In der Nähe des Naturschutzgebiets befindet sich ein Vorkommen der sehr seltenen Klein-Resede (Reseda phyteuma) sowie ein Naturdenkmal mit einem Vorkommen der ebenfalls sehr seltenen Europa-Hornmelde (Krascheninnikovia ceratoides).
Schutz
Der Trockenrasen wurde erstmals 1914 im Zuge einer Exkursion begangen und fand in Folge Eingang in die wissenschaftliche Literatur. Bereits am 21. April 1914 stellte der Verein für Denkmalpflege und Heimatschutz in Niederösterreich einen Antrag zur Unterschutzstellung „an den hohen Landesausschuß des Erzherzogtums Österreich u. d. Enns“, in dem der naturschutzfachliche Wert des Gebiets genau und ausführlich beschrieben wurde. Es wurde darin vorgeschlagen, dass das niederösterreichische Landesmuseum das Grundstück kaufen und als „Schaustück des Landesmuseums unter freiem Himmel“ verwalten solle. Nachdem das Ansuchen am 4. Oktober 1914 lapidar abgelehnt worden war, wandelte sich der Verein an die „löbliche k. k. Bezirkshauptmannschaft Oberhollabrunn“ um eine kriegsbedingt vorgeschriebene Bestellung der brachliegenden Parzelle zu unterbinden. Diesem Antrag wurde stattgegeben und das Naturkleinod vorläufig gerettet. Die offizielle Unterschutzstellung erfolgt erst am 23. September 1943.
Das Naturschutzgebiet befindet sich heute im Natura 2000-Gebiet „Westliches Weinviertel“. Pannonische Steppen- und Trockenrasen gelten nach der Fauna-Flora-Habitat-Richtlinie der EU als prioritäre Lebensräume und unterliegen einem besonderen Schutz. Im Rahmen eines LIFE-Projekts konnten im Zeitraum von 2004 bis 2008 umfangreiche Pflege- und Managementmaßnahmen gesetzt werden. Dazu gehörten die großflächige Entfernung von invasiven Gehölzen und eine kleinräumig differenzierte Pflege um den Trockenrasen aufzuwerten und die geschützten Arten zu fördern. Eine grundsätzliche Gefährdung besteht durch Dünger- und Pestizideinwehung aus den umliegenden Intensivbewirtschaftungen sowie durch invasive Gehölze, v. a. Robinien.
Bilder
- Blick auf den Mühlberg von Südwesten.
- Offene Lössstellen stellen einen wertvollen Lebensraum für spezialisierte Tier- und Pflanzenarten dar.
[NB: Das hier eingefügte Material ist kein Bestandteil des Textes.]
PR #8647, opened 2024-06-11
Update EIP-7251: Move to Review

dapplion:


g11tech:
need required EIPs to also move forward

PR #8649, opened 2024-06-11
Update EIP-7600: Add PeerDAS

timbeiko:
Adds PeerDAS to the list of Pectra EIPs in the Meta EIP. I want to discuss this on https://github.com/ethereum/pm/issues/1069 before merging, as this EIP is a bit unique for two reasons. First, it's not a Core EIP, but "only" a networking change. Second, it's not if the special activation pattern for PeerDAS should be mentioned in this EIP. 

Nevertheless, given the overall consensus is "PeerDAS is in Pectra", the Meta EIP should reflect it.


Dropkick13 (commented):
[]()

Dropkick13 (commented):
[]()

Issue #8546, opened 2024-05-10
Distinguish between `h2` and `h3` more obviously


SamWilsn:
In the rendered output, the `h2` and `h3` styles are too similar.

![IMG_20240510_085800_315](https://github.com/ethereum/EIPs/assets/57262657/533affe1-a6a4-4c55-94bc-75e4f060703b)

MartiPresa:
Hi, is this issue available?

Dropkick13:
[]()

Scamreno:
#7991

Ali1994Baker:
Hallo

Ali1994Baker:
Hallo lk willen mij zalf mij code van 2FA

Op zo 21 jul 2024 om 18:15 schreef Bossman74222 ***@***.***>

Ali1994Baker:
> Hallo

Ali1994Baker:
Hallo Yes, I am working on it.

Op ma 5 aug 2024 om 02:21 schreef github-actions[bot] <
***@***.***>

SamWilsn:
Still an issue.

poojaranjan:
@MartiPresa 
Please reach us at [EthCatHerders-EIP Editors Discord](https://dsc.gg/ech ) if you have any questions about this Issue.

MukulKolpe:
Hi @poojaranjan @SamWilsn, can I work on this issue if it’s still open?

anushkasomani:
hi, @SamWilsn is this issue still open

martinvibes:
hey @SamWilsn is this issue still open

Shaurya2k06:
Regarding Issue: 
What's being asked here? Need clarification regarding whether its a styling issue or a rendering issue.

```
h2 {
  font-size: 1.8rem;
  font-weight: 600;
}

h3 {
  font-size: 1.3rem;
  font-weight: 500;
}
```

Won't something like this do the trick in styles.scss?

PR #8679, opened 2024-06-20
Update EIP-7702: Reorder authorization fields for authority recovery

onbjerg:
Currently items in the authorization list are ordered:

- Chain ID
- Address
- (Optional) nonce

but in order to recover the authority, we need to reorder the fields to

- Chain ID
- (Optional) Nonce
- Address

which in some cases necessitates a secondary type to encode the authorization for recovery. Using the same order for the fields simplifies implementation slightly.

### DIFF
--- a/EIPS/eip-7702.md
+++ b/EIPS/eip-7702.md
@@ -53,7 +53,7 @@ The [EIP-2718](./eip-2718.md) `ReceiptPayload` for this transaction is `rlp([sta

- Südlicher Teil mit Wermut-Vegetation.
- Boden-Tragant (Astragalus exscapus), in Österreich vom Aussterben bedroht.
- Klein-Resede (Reseda phyteuma), in Österreich stark gefährdet.
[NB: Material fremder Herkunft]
PR #8693, opened 2024-06-26
Update EIP-7620: Remove initcode/runtime container definitions

pdobacz:
Align with https://github.com/ipsilon/eof/pull/136. Justification of the removal of definitions (from the Megaspec PR):

>  proposed removing the "initcode container" and "runtime container" definitions, as I think they are unwieldy and suggest a particular implementation (the so-called inside-out determination of container kind). Also, these definitions cross paths with those used in the context of initcontainer_index and deploy_container_index of opcodes

The Megaspec PR isn't yet merged, so if anyone feels strongly about keeping the definitions in, please let know


Parasos:
allot information needed Reload

Orhanoguz3567:
B

Oğuz oto elektrik Yönetim


26 Haz 2024 Çar, saat 21:05 tarihinde Para ***@***.***> şunu
yazdı:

- Österreich-Tragant (Astragalus austriacus), in Österreich gefährdet.
- Der Pontisch-Wermut (Artemisia pontica) wächst gerne über Löss und ist in Österreich gefährdet.
- Ruthenien-Kugeldistel (Echinops ritro subsp. ruthenicus), in Österreich gefährdet.
- Brachen-Goldlack (Erysimum repandum), in Österreich gefährdet.
- Schwert-Alant (Inula ensifolia), in Österreich gefährdet.
- Gewöhnlich-Igelsame (Lappula squarrosa), in Österreich gefährdet.
- Thüringen-Lavatere (Lavatera thuringiaca), in Österreich gefährdet.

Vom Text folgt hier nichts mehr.